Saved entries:
▼

PR #316, opened 2017-02-20
Raspberry supports only 2 i2c busses

falkena:
Hi,

quick&dirty fix for number of available busses on RaspberryPi.

Better solution should be try to open an device on bus.
And if open failes throw an UnsupportedBusNumberException exception.

Issue #303, opened 2017-02-07
I2C BUS choices omit half the range of the PI's PCA9548 /dev/i2c-# range


TomOke:
With the PI 3's reduction of accessible I2C buses to just i2c-1 work was done to support a pca954x i2c multiplexor. Work was done by 6by9 with a description found through: 
https://www.raspberrypi.org/forums/viewtopic.php?f=44&t=141517

With the addition of the dts overlay, and the presence of a pca954x chip (up to 8 channels with the 9548) one can then get:
/dev/i2c-1, i2c-3, i2c-4, i2c-5, i2c-6, i2c-7, i2c-8, i2c-9 and i2c-10, where the driver handles the Multiplexor's selection mask as buses are addressed (the mux is on the physical i2c-1 bus).

However the Raspberry Pi implementation:
 pi4j/pi4j-core/src/main/java/com/pi4j/io/i2c/impl/I2CFactoryProviderRaspberryPi.java

public class I2CFactoryProviderRaspberryPi extends I2CProviderImpl {

    @Override
    protected String getFilenameForBusnumber(int busNumber) throws UnsupportedBusNumberException {
        if ((busNumber < 0) || (busNumber > 3 && busNumber < 10) || (busNumber > 17)) {
            throw new UnsupportedBusNumberException();
        }

        return "/dev/i2c-" + busNumber;
    }
}

Directly takes the supplied BUS number and generates a /dev/i2c-# file name, but specifically only accepts the range 0-4, 10-17, which misses half the mux's range. The constants in:
 pi4j/pi4j-core/src/main/java/com/pi4j/io/i2c/I2CBus.java
mirror this limit, omitting 5, 6, 7, 8, 9.

Since the code will already correctly detect and report an error with a non-existant i2c dev path it should be safe to simply drop the " || (busNumber > 3 && busNumber < 10)" check and accept the full range. Adding the additional BUS_# constants would be nice, but since they directly devolve to a number one could get by without that.

natdan:
You are right. I think we should allow those bus numbers as well. Maybe even just remove restriction to everything bigger or equal to 0. I'll remove that restriction now from I2CFactoryProviderRaspberryPi and add missing bus numbers to I2CBus.java.

TomOke:
Thank you very much. 

Tom

natdan:
I've pushed changes to master. Check them out and if you are happy close the issue.

TomOke:
[...]

PR #317, opened 2017-02-21
Raspberry supports only 2 i2c busses 

falkena:
Reworked version of #316.
@TomOke Can you test this PR please? I can't due to lack of PCA954* chipsets
@natdan Any chance to test it on another (not only) fruit/vegetable boards?

Not sure, if
```javascript
public static I2CFactoryProvider getI2CFactoryProvider(Platform platform)
```
can be removed also


TomOke:
I will try to give it a shot, but it may be a number of days away.

pi4j-core/src/main/java/com/pi4j/io/i2c/impl/I2CFactoryProviderRaspberryPi.java
```diff
@@ -35,7 +35,7 @@
 
     @Override
     protected String getFilenameForBusnumber(int busNumber) throws UnsupportedBusNumberException {
-        if (busNumber < 0) {
+        if ((busNumber < 0) || (busNumber > 1) {
```
iqnev: Missing  the last closing bracket in if clause

natdan:
I have a question: is there a specific reason why you are fetching all bus numbers at the creation of factory and keep it cashed and not just checking if particular file exists at the creation of the bus? If I understand they way kernel driver for PCA954 works those buses might appear after it is attached - after you have cached fact that there are only two buses - not whole bunch of them.

pi4j-core/src/main/java/com/pi4j/io/i2c/impl/I2CFactoryProviderRaspberryPi.java
falkena: This file does not exist anymore in last commit.

falkena:
I2C is not hot-plug bus as specified. Means, device tree should be here, if Pi4J is spawned.
It exists mosfet circit for decoupling slaves and master. So you are right: If somebody
use this circit, it can happen, that devices "comes" and "goes avay" any time. Actually, this
problem is not only about PCA, but any I2C IC on the bus.

This and performance was a reason to cache all "/dev/i2c-*" entries found on first start.
I can fetch "/dev/i2c-*" entries on every getBus - call for sure.

colinrgodsey:
I've got a PCA954* board in-hands. Going to try and get it running today and should be able to test this PR. MacroFab screwed up my Pi header placement ( :1st_place_medal: ) and I don't get a replacement until tomorrow, but I should be able to rig it up today (or if I give up, tomorrow when I get the header).

pi4j-core/src/main/java/com/pi4j/io/i2c/impl/I2CProviderImpl.java
```diff
@@ -30,25 +30,42 @@
...
+                String[] tokens = path.split("-");
+                if(tokens.length == 2) {
+                    devices.put(Integer.valueOf(tokens[1]), path);
+                }
+            }
+        } catch (IOException exception) {
+        }
+    }
+
     public I2CBus getBus(final int busNumber, final long lockAquireTimeout, final TimeUnit lockAquireTimeoutUnit) throws UnsupportedBusNumberException, IOException {
```
colinrgodsey: Would it make sense to just add an additional overload for getBus that takes a bus path string (in addition to the bus-number caching above)?

I know in my project, I configure everything using the actual bus path itself (it makes sense when dealing with multiple devices/busses that register under /sys), and have to do a reverse mapping anyways.

pi4j-core/src/main/java/com/pi4j/platform/Platform.java
```diff
@@ -148,28 +145,7 @@ public I2CFactoryProvider getI2CFactoryProvider() {
     }
 
     public static I2CFactoryProvider getI2CFactoryProvider(Platform platform) {
-        // return the I2C provider based on the provided platform
-        switch(platform) {
```
colinrgodsey, line 152: 👍  I like the reduction here

pi4j-core/src/main/java/com/pi4j/io/i2c/impl/I2CProviderImpl.java
falkena: May be it's generally better to get information over  /sys/bus/i2c/devices instead of /dev
In this case, overload will be ok for my opinion. For io operations we should use /dev
Should work at least on Raspberry. Not sure about banana and so on...
@natdan @savageautomate Any reason not to implement overload?
Is I2CFactory.java better for this?

http://unix.stackexchange.com/questions/176215/difference-between-dev-and-sys

colinrgodsey: Generally the paths in /dev are used for 'exported' non-root accessible entry points, while /sys (sysfs) by default is generally root only. I think this also comes down to just common-practices in Linux kernel drivers, which of course can differ from the standard. 

I think the only thing you can count on is that i2c-dev requires a file path/handle of some sort to operate.

EDIT: I don't think the i2c /sys interface offers an i2c-dev file. Believe it has to be exported to /dev/ specifically. 

EDIT2: i2c-dev (the kernel module) is apparently the actual module responsible for exporting the user-accessible /dev/i2c-* files. So even the i2c device drivers themselves have no control over that, and everything should be there in /dev. If it's not there, then something went wrong with the bus device or driver.

falkena: Hacked down detection via /sys just now: Runs perfect on Raspberry/jessie as pi user.
Attention: pi is in gpio group.

Kernel version:
Linux 4.4.38-v7+ #938 SMP Thu Dec 15 15:22:21 GMT 2016 armv7l GNU/Linux

```
ls -la /sys/bus/i2c/devices
insgesamt 0
drwxr-xr-x 2 root root 0 Feb 23 17:22 .
drwxr-xr-x 4 root root 0 Jan  1  1970 ..
lrwxrwxrwx 1 root root 0 Feb 23 17:23 i2c-1 -> ../../../devices/platform/soc/3f804000.i2c/i2c-1
```
Patch file in attachment. Please rename from zip to patch
[sys_dev.zip](https://github.com/Pi4J/pi4j/files/797412/sys_dev.zip)

What system are you running?

colinrgodsey: Sorry, totally butchered my last response. 

Are you using the /sys path just for finding busses (and not the io)?

colinrgodsey: Alright, read through the i2c-dev module docs again. It says you should actually rely on /sys/class/i2c-dev/ for getting the /dev/ names. That folder should contain all the names for the i2c-dev devices (and only those values) available in /dev. 

I'm assuming it's similar as filtering through /dev/i2c-*, but using /sys/class/i2c-dev/ does tell you witch /dev/ devices are actually bound to the i2c-dev module. Suppose it rules out any chance of naming conflicts in /dev.

colinrgodsey: https://www.kernel.org/doc/Documentation/i2c/dev-interface

> Now, you have to decide which adapter you want to access. You should
> inspect /sys/class/i2c-dev/ or run "i2cdetect -l" to decide this.
> Adapter numbers are assigned somewhat dynamically, so you can not
> assume much about them. They can even change from one boot to the next.

```c
  int file;
  int adapter_nr = 2; /* probably dynamically determined */
  char filename[20];
  
  snprintf(filename, 19, "/dev/i2c-%d", adapter_nr);
  file = open(filename, O_RDWR);
  if (file < 0) {
    /* ERROR HANDLING; you can check errno to see what went wrong */
    exit(1);
  }
```

falkena: May be a solution is to follow symlinks:

```
ls -la /sys/bus/i2c/devices
insgesamt 0
drwxr-xr-x 2 root root 0 Feb 23 17:22 .
drwxr-xr-x 4 root root 0 Feb 23 19:46 ..
lrwxrwxrwx 1 root root 0 Feb 23 17:23 i2c-1 -> ../../../devices/platform/soc/3f804000.i2c/i2c-1

ls -la /sys/class/i2c-dev/
insgesamt 0
drwxr-xr-x  2 root root 0 Feb 23 20:54 .
drwxr-xr-x 49 root root 0 Jan  1  1970 ..
lrwxrwxrwx  1 root root 0 Feb 23 20:54 i2c-1 -> ../../devices/platform/soc/3f804000.i2c/i2c-1/i2c-dev/i2c-1

```
Can't evaluate this properly, since only one i2c bus available on my pi2.

falkena: Pushed my last changes. Would be great if you can test them with PCA.

natdan:
> This and performance was a reason to cache all "/dev/i2c-" entries found on first start.
I can fetch "/dev/i2c-" entries on every getBus - call for sure.

I don't think that's a good reason. Bus is normally obtained once and infrequently so there isn't much of a performance issue if we check if file exists at the time someone is to fetch it. But, on the other hand, if on the startup bus wasn't ready or ready yet, then you won't be able to access it at all. Or worse if it was but disappeared (and that happens with i2c devices in some cases) then we are back to square one. I don't believe caching buses at the start up of JVM (or first access to those classes) is correct approach. Rest of the code - removal of unnecessary tree of classes is spot on! :)

pi4j-core/src/main/java/com/pi4j/io/i2c/I2CFactory.java
```diff
@@ -78,6 +78,28 @@ public static I2CBus getInstance(int busNumber) throws UnsupportedBusNumberExcep
...
+     * The timeout for locking the bus for exclusive communication is set to DEFAULT_LOCKAQUIRE_TIMEOUT.
+     *
+     * @param sysfs The sysfs device path. E.g /sys/bus/i2c/devices/i2c-0
+     * @return Return a new I2CBus instance
+     * @throws UnsupportedBusNumberException If the given bus-number is not supported by the underlying system
+     * @throws IOException If communication to i2c-bus fails
+     * @see I2CFactory#DEFAULT_LOCKAQUIRE_TIMEOUT
+     * @see I2CFactory#DEFAULT_LOCKAQUIRE_TIMEOUT_UNITS
+     */
+    public static I2CBus getInstance(String sysfs) throws UnsupportedBusNumberException, IOException {
```
iqnev: If 

> sysfs
is `null` the current code will  throws nullpointer

natdan: Without going deeper into the code philosophically speaking - shouldn't code throw null pointer exception if an argument of that method is null? BTW I do understand that it would be better to have assertion of some kind and give more precise error ('argument sysfs is null' for instance) as NPE message.

natdan:
@falkena On Thursday/Friday (sorry that I can't do it sooner) I'll try to make another pull request similar to what you've done and ask you to review that one. Then we'll be able to talk about fine points of those two approaches. I am more than happy to attribute both to you as you correctly noticed and corrected some issues with current code.

falkena:
@natdan If you mean me, than sure. Let's find the best solution for this.
If you not mean me, sorry about this comment.

natdan:
@falkena :( - that's what happens when you are trying to do 3 things at the same time. I am sorry for confusion. Yes, you :)

colinrgodsey:
Alright, I finally got this new dev board working yesterday. Had to kick the tires and fix a few userland drivers for some devices... but it does definitely work now. will verify tonight.

falkena:
@natdan , @colinrgodsey: Hi guys, any news for me? ;-)

natdan:
@falkena I am really sorry - I have many things put on hold until after 1st of April :(
(Taking kids from the game club to PiWars competition and failing to make our rover do simple follow the line. Eh... )
I'll pick it up immediately after. Apologies once more...

falkena:
@natdan: No problem. PiWars looks cool. Good luck to your kids!

colinrgodsey:
@falkena so sorry for the delay, i've also been having a hell of month too. Would you mind explaining the original issue to me? I actually have a branch (from master) ive been working on with this multiplexer and it seems to work fine. I haven't tested against vanilla master tho, but if you wouldn't mind, could you just go over the original issue for me again?

natdan:
@colinrgodsey I can pick it up now :) (we've ended up being 2nd overall!) I'll make another pull request so we can compare two approaches and find the better one... I am curious to hear what @falkena thinks of what I am going to do, too! :)

falkena:
@colinrgodsey It's really simple. Fix provided by @natdan for #303 creates a lot of /dev/i2c-??? entries,
independend, if PCA954 is connected or not. If PCA954 is not connected, all of them are dead, excepting /dev/i2c-1 on my Raspberry 2. The question i had was: "Can I avoid this creation?".  The answer was this pull-request :-)

natdan:
And I am happy with the idea, just tiny detail of implementation I would like discuss :) Good chance I have nothing tonight and I can go and do it already! :)

natdan:
@falkena Huh - I managed to do 'something'. Please have a look at: https://github.com/falkena/pi4j/pull/1
Check only changes in I2CProviderImpl - that's what I had in mind when I held up this pull request. Do let me know if you think that would work (or not and why!).

falkena:
Hi guys,
after a really crazy week, i reworked a pull-request a little bit :-)

pi4j-example/src/main/java/I2CExample.java
```diff
@@ -98,6 +99,26 @@ public static void main(String[] args) throws InterruptedException, PlatformAlre
...
+        
+        // find available busses
+        for (int number = I2CBus.BUS_0; number <= I2CBus.BUS_17; ++number) {
+            try {
+                I2CBus bus = I2CFactory.getInstance(number);
+                console.println("Supported I2C bus " + number + " found");
+            } catch (IOException exception) {
+                console.println("I/O error on I2C bus " + number + " occurred");
+            } catch (UnsupportedBusNumberException exception) {
+                console.println("Unsupported I2C bus " + number + " required");
```
colinrgodsey, line 118: ~~hmmm wont this print the error line for every unsupported bus? So if you just had the stock i2c-1 bus, you'd get 16 error messages for the others?~~

nvm, didnt notice what file it was

colinrgodsey:
is this updated with everything from your branch on the fork?

falkena:
@colinrgodsey I didn't merge from @natdan PR, since it was for discussion purpose only.
There are no new commits on pi4j:master, since my master is 10 commits ahead.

▲

__Task to complete__:
Within the data above, the lines from the one with "With the addition" to the one with "mirror this limit, omitting 5, 6, 7, 8, 9." must be repeated exactly; no other line belongs in the answer.

__The completed task__:
With the addition of the dts overlay, and the presence of a pca954x chip (up to 8 channels with the 9548) one can then get:
/dev/i2c-1, i2c-3, i2c-4, i2c-5, i2c-6, i2c-7, i2c-8, i2c-9 and i2c-10, where the driver handles the Multiplexor's selection mask as buses are addressed (the mux is on the physical i2c-1 bus).

However the Raspberry Pi implementation:
 pi4j/pi4j-core/src/main/java/com/pi4j/io/i2c/impl/I2CFactoryProviderRaspberryPi.java

public class I2CFactoryProviderRaspberryPi extends I2CProviderImpl {

    @Override
    protected String getFilenameForBusnumber(int busNumber) throws UnsupportedBusNumberException {
        if ((busNumber < 0) || (busNumber > 3 && busNumber < 10) || (busNumber > 17)) {
            throw new UnsupportedBusNumberException();
        }

        return "/dev/i2c-" + busNumber;
    }
}

Directly takes the supplied BUS number and generates a /dev/i2c-# file name, but specifically only accepts the range 0-4, 10-17, which misses half the mux's range. The constants in:
 pi4j/pi4j-core/src/main/java/com/pi4j/io/i2c/I2CBus.java
mirror this limit, omitting 5, 6, 7, 8, 9.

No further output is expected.